- **Exercise prompt**: Look through the records below and collect all lines that hold the string "users".

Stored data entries
^^^^

Issue #669, opened 2024-01-19
Support reading GeoDataFrame 


philipc2:
### Proposed new feature or change:

Support reading GeoDataFrames with geometries and data variables into UXarray data structures.

kmsampson:
Thanks @philipc2 for adding this as an issue!

philipc2:
@rajeeja 

Can you check if we can close this?

rajeeja:
We have uxarray and ugrid compliant support already. Closing this now.

PR #1263, opened 2025-05-15
more geometry for geopandas

rajeeja:
#669


uxarray/plot/accessor.py
```diff
@@ -31,7 +31,16 @@ def __init__(self, uxgrid: Grid) -> None:
         self._uxgrid = uxgrid
 
     def __call__(self, **kwargs) -> Any:
-        return self.edges(**kwargs)
+        # Decide what to plot based on what's in the Grid
+        if self._uxgrid.n_face > 0:
+            # If we have faces, use the existing edges plotting
+            return self.edges(**kwargs)
+        elif self._uxgrid.n_edge > 0:
```
erogluorhan, line 38: While I get these checks here, is it practically possible to have grids where we wouldn't have faces but edges, or not even edges but nodes?

uxarray/plot/accessor.py
```diff
@@ -77,11 +87,32 @@ def points(self, element="nodes", backend=None, **kwargs):
...
+        # Set default kwargs for better visualization
+        if "color" not in kwargs:
+            kwargs["color"] = "blue"
+        if "size" not in kwargs:
+            kwargs["size"] = 50
+        if "title" not in kwargs:
+            if self._uxgrid.n_face == 0 and self._uxgrid.n_edge == 0:
+                kwargs["title"] = "Points"
+            else:
+                kwargs["title"] = f"{element.capitalize()}"
```
erogluorhan: A few things: 
- With these new defaults here, are we bypassing the defaults of `points_df.hvplot.points()`? 
- I don't know if we need to bypass them, but if you think that it contributes to a better plot, I'd at least suggest that we read these from constants.py or something similar to that maybe for plotting constants rather than hard-coding into the function. 
- Not sure providing a default title would help or confuse though

uxarray/plot/accessor.py
```diff
@@ -77,11 +87,32 @@ def points(self, element="nodes", backend=None, **kwargs):
...
+            else:
+                central_longitude = 0.0
+            kwargs["crs"] = ccrs.PlateCarree(central_longitude=central_longitude)
+
         verts = {"lon": lon, "lat": lat}
 
         points_df = pd.DataFrame.from_dict(verts)
 
-        return points_df.hvplot.points("lon", "lat", **kwargs)
+        return points_df.hvplot.points("lon", "lat", geo=True, **kwargs)
```
erogluorhan: I've seen cases where we needed to use `geo=True`, but what is the expectation with defaulting to it for the function? Also what is the extent, I mean I'd be curious if it'd impact how the plots behave overall?

uxarray/plot/accessor.py
```diff
@@ -309,6 +340,95 @@ def face_area_distribution(
 
         return histogram
 
+    def linestrings(
+        self,
+        periodic_elements="exclude",
+        backend=None,
+        engine="spatialpandas",
+        **kwargs,
+    ):
```
erogluorhan: Maybe I am missing a detail here, but this function seems pretty much like same/similar results with `.edges()` plot. Could you please clarify?

uxarray/plot/accessor.py
```diff
@@ -309,6 +340,95 @@ def face_area_distribution(
...
+        # Set default style parameters
+        if "color" not in kwargs:
+            kwargs["color"] = "blue"
+        if "line_width" not in kwargs and "linewidth" not in kwargs:
+            if backend == "matplotlib":
+                kwargs["linewidth"] = 2
+            else:
+                kwargs["line_width"] = 2
+        if "title" not in kwargs:
+            kwargs["title"] = "LineString Geometries"
```
erogluorhan: Similar thoughts to the above comments about these new defaults above

uxarray/plot/accessor.py
```diff
@@ -309,6 +340,95 @@ def face_area_distribution(
...
+            for edge in edge_conn:
+                start_node, end_node = edge
+                if start_node >= 0 and end_node >= 0:  # Ensure valid indices
+                    line = LineString(
+                        [
+                            (node_lon[start_node], node_lat[start_node]),
+                            (node_lon[end_node], node_lat[end_node]),
+                        ]
+                    )
+                    geometries.append(line)
```
erogluorhan: The construction of `geometries` in the for-loop looks more like a helper function rather than plotting, and since it is iterative, it could benefit from Numba I believe. What is the execution performance of this for km-scale grids?

erogluorhan (commented):
Thanks a lot for this! I'll need to make a second pass to review `uxarray/io/_geopandas.py` and its tests, but please find my initial review about others

uxarray/plot/accessor.py
rajeeja: Yes, sometimes there are point clouds or simply railway lines etc. that geopandas support reading. It is not common, but may be useful in some cases.

uxarray/plot/accessor.py
rajeeja: Excellent observation.`.linestring()` manually constructs LineString geometries from edge_node_connectivity, while, `.edges() ` use the existing to_geodataframe() method with edge data. I am thinking harder to see if there is any reason to maintain both; might modify the existing` .edges()` to work for both.

uxarray/plot/accessor.py
rajeeja: When plotting lon/lat coordinates, we almost always want proper geographic projection handling, without geo=True, hvplot treats coordinates as simple x/y values, which can lead to distorted visualizations (especially at higher latitudes)

rajeeja: Have you encountered specific use cases where geo=False would be preferred for lon/lat data?

uxarray/plot/accessor.py
rajeeja: Right observation, I got carried away in the notebook that I was curating for this PR. The idea was to have some defaults that would improve the out-of-box experience. Another approach: we strip back to just the essential geographic defaults and let hvplot handle the rest? - this would be cleaner.

uxarray/plot/accessor.py
erogluorhan: I see. Did you test the capability of whole UXarray to handle those scenarios, not only this vis. func.? Asking because we made some strong assumptions about having faces in the topology, e.g. face-node-connectivity is a minimum requirement.

uxarray/plot/accessor.py
erogluorhan: As long as the code is clean and readable, and duplicate code is avoided, either would be fine.

uxarray/plot/accessor.py
rajeeja: Ofcourse a linestring or point cloud would fail for integrate area calculation or other functions, I think there is still value in supporting these and the user would know that these aren't meant for major 2D grid type operations.

erogluorhan: OK. Looks like (for the text cases you put together) UXarray is able to at least read without any issues grids with linestrings, multilinestrings, points, or multipoints, right? Then we should be fine

uxarray/plot/accessor.py
erogluorhan: I see often that the users' workflows include plots of the data without any projection to quick inspect it in addition to many they generate with projections. 

I think I really like the boiler-plate of `polygons()` in this same file, and you may want to use the same aprroach here and in edges:

```
if projection is not None:
    kwargs["projection"] = projection
    kwargs["geo"] = True
```

I think this really addresses your point well: If projection is desired, then make `geo=True`. The only caveat here would be that if the user also specified `geo=False` in `kwargs`, we are forcing it to `True`, but for a good reason, and that shouldn't be an issue I think. 

Thoughts?

rajeeja: > 
> Thoughts?

Agreed. I'll pushes changes soon. Testing all notebook plots, I broke some, fixing them now.

rajeeja: done

uxarray/plot/accessor.py
```diff
@@ -31,24 +31,33 @@ def __init__(self, uxgrid: Grid) -> None:
...
+        # Decide what to plot based on what's in the Grid
+        if self._uxgrid.n_face > 0:
+            # If we have faces, use the existing edges plotting
+            return self.edges(**kwargs)
+        elif self._uxgrid.n_edge > 0:
+            # If we have edges but no faces, plot edges
+            return self.edges(**kwargs)
+        else:
+            # If we only have nodes, plot points
+            return self.points(**kwargs)
```
philipc2, line 43: This is a pretty strict requirement that we have enforced with the UGRID conventions, where we need to have valid faces. 

Otherwise, much of our functionality breaks. The only case where we have loosened up this requirement was for HEALPix, where we simply delay the creation of the `face_node_connectivity`.

rajeeja: We do support loading of point clouds etc., agree that it won't be UGRID compliant, but it serves other viz. analysis purposes 

Other functinality won't be used with this loaded.

philipc2: > We do support loading of point clouds etc., agree that it won't be UGRID compliant, but it serves other viz. analysis purposes

While we do support point clouds, the connectivity is generated by at the loading step, so there are always faces represented.

> Other functinality won't be used with this loaded.

Is there anyway we could safeguard this?

rajeeja: > > We do support loading of point clouds etc., agree that it won't be UGRID compliant, but it serves other viz. analysis purposes
> 
> While we do support point clouds, the connectivity is generated by at the loading step, so there are always faces represented.
> 
> > Other functinality won't be used with this loaded.
> 
> Is there anyway we could safeguard this?

Calling a validate before all our functions.

philipc2: > Calling a validate before all our functions.

This could work, but would create an undesired performance impact.

philipc2:
The added functionality here is great, however I have some concerns as I've mentioned about with regards to compliance with the UGRID conventions and what would make the most sense with our package.

Supporting Polygons and MultiPolygons is great, as we can comfortably represent these in the UGRID conventions and there are many cases where users may provide data in these formats. However, loading in other geometries like Points or LineStrings leads to the compliance issues.

I'll ping @erogluorhan if he has any feedback. But to summarize, I think we should only support Polygon and MultiPolygon geometries, both for the reading and output.

rajeeja:
Based on our discussion during the Tuesday meeting, I will close this PR.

^^^^

- **Response to this task**:
erogluorhan: I see often that the users' workflows include plots of the data without any projection to quick inspect it in addition to many they generate with projections. 
Supporting Polygons and MultiPolygons is great, as we can comfortably represent these in the UGRID conventions and there are many cases where users may provide data in these formats. However, loading in other geometries like Points or LineStrings leads to the compliance issues.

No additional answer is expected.